エントランスを抜け、広めのサロンへ向かう。そこには既にラクウェルとオクヴィアス、そしてラナリスのベルフィアス公爵家の面々とエリナ、ルトヴィスが対面していた。ちょうどエリナからオクヴィアスへとルトヴィスが手渡されるところだ。ミントの姿が見えないので、席を外しているのだろう。
「可愛いですね。本当にアルの小さい頃によく似ています」
「ありがとうございます。マグリア卿もそうおっしゃっていました」
にこやかに交わされる会話の中に入るのは忍びないが、黙ってみているわけにもいかない。

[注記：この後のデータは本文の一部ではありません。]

PR #851, opened 2025-12-04
fix: Downgrade jsdom to 26.1.0 for Node.js 18 compatibility

Yeraze:
## Summary
- Downgraded jsdom from 27.2.0 to 26.1.0 to fix test suite timeouts
- jsdom 27.x requires Node.js 20.19.0+ or 22.12.0+, but the project runs on Node.js 18.19.1
- This caused `webidl-conversions` errors during React component tests, resulting in 60+ second timeouts per test file

## Root Cause
The `webidl-conversions` module used by jsdom 27.x references APIs only available in Node.js 20+:
```
TypeError: Cannot read properties of undefined (reading 'get')
  at node_modules/webidl-conversions/lib/index.js:325:94
```

## Test plan
- [x] Verified React component tests that were timing out now pass in ~2s each
- [x] Full test suite completes in ~2.5 minutes (79 passed files, 1719 tests)
- [x] No test regressions

### DIFF
--- a/package-lock.json
+++ b/package-lock.json
@@ -81,7 +81,7 @@
         "eslint-plugin-react-hooks": "^7.0.1",
         "eslint-plugin-react-refresh": "^0.4.24",
         "globals": "^16.5.0",
-        "jsdom": "^27.2.0",
+        "jsdom": "^26.1.0",
         "puppeteer": "^24.31.0",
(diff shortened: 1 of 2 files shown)


Yeraze:
No longer needed - upgraded to Node.js 20 which supports jsdom 27.x

PR #895, opened 2025-12-08
feat: distinguish MQTT traceroute segments visually

### LINKED ISSUE #893: [FEAT] Exclude MQTT Segments from Traceroutes and Hop Calculations
Traceroute segments show on the map and influence hop calculations regardless of whether they hopped over MQTT or over RF.

An option to exclude certain traceroutes or segments depending whether or not they traversed over MQTT. A potential method for detecting this would be the 0.0 dB SNR value which is assigned to all segments which do not travel over RF. Ideally, we could choose whether to include this data in the hop calculation as well, since nodes have different colors depending on their hop distance. This might add complexity to implementing this feature, though.

Many meshes are using a hybrid topology with some isolated areas connected over MQTT, and the rest connected over LoRa. It would be greatly beneficial if mesh coordinators could filter out data which might skew their perspective of mesh health. MQTT is an excellent tool for keeping meshes healthy and accessible, but I think (and I hope others will agree) LoRa robustness is what would benefit the mesh best.

Simply not using MQTT at all by ensuring the connected node does not have it enabled, and MQTT is set to ignore. A mesh which uses both RF and MQTT will always display misleading information on the map at a glance. Only disabling MQTT completely will allow the traceroutes to appear as though MQTT is not as prevalent. 

**Additional context**
Green nodes circled in red here are among the ones which are seen by MeshMonitor as a "0 hop" connection. Obviously this is correct representation, but perhaps we would rather see the mesh with or without the MQTT backbone to assess health. This map looks significantly different if MQTT is not considered as shown in the second image below.

Image MQTT on.

Image MQTT off.

Yeraze:
## Summary

Closes #893

Traceroute segments with 0.0 dB SNR (indicating MQTT traversal) are now rendered differently on the map:

- MQTT segments display as **dotted lines** instead of solid lines
- Uses **muted gray color** (overlay0 from Catppuccin theme) instead of mauve
- **Reduced opacity** (0.6 vs 0.7)
- **"via MQTT" badge** shown in route segment popup

## Changes

- `src/hooks/useTraceroutePaths.tsx`:
  - Added `overlay0` to `ThemeColors` interface
  - Track MQTT segments using `segmentHasMqtt` Map (SNR = 0.0 dB)
  - Conditional Polyline styling for MQTT segments (dashArray, color, opacity)
  - Added "via MQTT" indicator badge in popup

- `src/App.tsx`:
  - Added `overlay0` color to theme colors state
  - Updated useEffect to fetch overlay0 from CSS variables

## Test plan

- [x] TypeScript typecheck passed
- [x] Unit tests passed (81 test files, 1784 tests)
- [x] Build successful

### DIFF
--- a/tests/system-tests.sh
+++ b/tests/system-tests.sh
@@ -112,23 +112,46 @@ echo -e "${BLUE}Running Configuration Import Test${NC}"
 echo "=========================================="
 echo ""
 
-# Run Configuration Import test FIRST
-# This test imports two different configurations and verifies them
+# Run Configuration Import test FIRST - it sets up the device to a known state
+# This test imports channels (primary, dummyA, dummyB) that other tests depend on
 if bash "$SCRIPT_DIR/test-config-import.sh"; then
     CONFIG_IMPORT_RESULT="PASSED"
     echo ""
     echo -e "${GREEN}✓ Configuration Import test PASSED${NC}"
 else
-    # Check if test was skipped (exit 0 with skip message)
-    if [ $? -eq 0 ]; then
-        CONFIG_IMPORT_RESULT="SKIPPED"
-        echo ""
-        echo -e "${YELLOW}⊘ Configuration Import test SKIPPED${NC}"
-    else
-        CONFIG_IMPORT_RESULT="FAILED"
-        echo ""
-        echo -e "${RED}✗ Configuration Import test FAILED${NC}"
-    fi
+    CONFIG_IMPORT_RESULT="FAILED"
+    echo ""
+    echo -e "${RED}✗ Configuration Import test FAILED${NC}"
+    echo ""
+    echo -e "${RED}===========================================${NC}"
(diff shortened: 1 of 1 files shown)


Yeraze:
## System Test Results

**Test Run:** 2025-12-08 12:06:40 EST

| Test Suite | Result |
|------------|--------|
| Configuration Import | ✅ PASSED |
| Quick Start Test | ✅ PASSED |
| Security Test | ✅ PASSED |
| Reverse Proxy Test | ✅ PASSED |
| Reverse Proxy + OIDC | ✅ PASSED |
| Virtual Node CLI Test | ✅ PASSED |
| Backup & Restore Test | ✅ PASSED |

### ✅ Overall Result: PASSED

All deployment configurations are working correctly!

---

**Unit Tests:** 81 test files, 1784 tests passed  
**TypeScript:** Typecheck passed  
**Build:** Successful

中へと足を踏み入れると、傍にいたラクウェルがアルヴィスに気づく。
「来たか、アルヴィス」
「遅くなってしまいすみません、父上」
「仕方ないさ。気にするな」
ラクウェルのところへ歩み寄ったところで、エリナたちもアルヴィスに気づいた。挨拶を交わしながら皆がこちらへと近づいてくる。ルトヴィスはオクヴィアスに抱かれたままだが、アルヴィスが来たことによりその手をアルヴィスへと伸ばしてきていた。これもいつものことだ。その様子に思わずアルヴィスの表情も綻ぶ。
「まぁこの子はお父様が大好きなのですね」
「そういうわけではないのですが……」
「子どもは本能的に行動するものですもの。間違ってはいませんよ」
そういいながらオクヴィアスはアルヴィスにルトヴィスを預けてくる。安心したのかルトヴィスが大人しくなった。微笑ましい様子に和やかな雰囲気が流れる。立ち話もということで、ソファーへと座る。エリナとアルヴィスを挟む形で、ラクウェルとオクヴィアス、ラナリスがそれぞれ両隣のソファーへと腰を下ろした。それでもルトヴィスはアルヴィスの腕に抱かれたままだ。
「アル、お疲れ様でした。とても立派でしたよ。ねぇラナリス?」
「はい、本当に素敵でしたお兄様! エリナお義姉様も格好良かったです」
「ありがとうございます」
オクヴィアスとラナリス二人に褒められ、エリナはアルヴィスの隣に並びながら微笑んだ。戴冠の儀では、ベルフィアス公爵家としてラクウェルとオクヴィアスは先頭列に並んでいた。ラナリスもアルヴィスの同母妹という立場にもなるので、同じく先頭列だったのだ。むしろラクウェルよりもラナリスの方が王座には近かった。アルヴィスとエリナの姿も良く見えたことだろう。
「お兄様は王冠もよくお似合いでしたね」
「王族は大体が金髪だから似合わないことはないと思うんだが……」
「そういうことではありませんよ、お兄様。お兄様の金色は伯父様よりも華やかですから、ああいった場だと透き通って見えます。なんだか不思議な光景でした」
「同じ髪色なんだから、俺が似合うならラナも似合うだろ」
「それは私の密かな自慢です!」
密かも何も、貴族ならば全員が知っていることではある。別に兄妹で色合いが似ているのは珍しくもなんともない。シオディランとハーバラのランセル侯爵家の兄妹とて同じだし、探せば当たり前のように沢山出てくるだろう。ラナリスとアルヴィスは顔のパーツといい似通っている部分が多いので、男であるアルヴィスは昔から複雑な想いを抱いてきた。逆にラナリスはそれを自慢していたらしいのだが、全く理解できなかった。
「お前たちは仲が良い兄妹だからな。私よりもオクヴィアスの色を濃く受け継いだからかもしれんな」
「そんなことはありません。頑固なところや思考に耽ってしまえば戻ってこないところといい、アルは旦那様にそっくりです。考えすぎなところも同じだと思いますよ」
あまり聞いたことがない両親の会話に、アルヴィスはどう反応していいのかわからなかった。物心ついたころから傍に両親がいないのが当たり前だったので、こういった会話を聞く機会さえなかったのだから当然だろう。エリナは楽しそうに耳を傾けている。ラナリスも同じく楽しそうだ。こういう機会が今までなかったけれど、今は両親にも事情があったと理解しているし、アルヴィスが知らないところで傍にいてくれたということも聞いている。とはいえ、自分のことを目の前で話題にされるのが複雑なのに変わりはないけれど。
「そういえばアルヴィス、お前には先に言っておかなければな」
「父上?」
突然、そのように告げてきたラクウェルにアルヴィスは首を傾げた。何かあったのだろうかと身構えていると、その次に述べられた言葉に絶句する。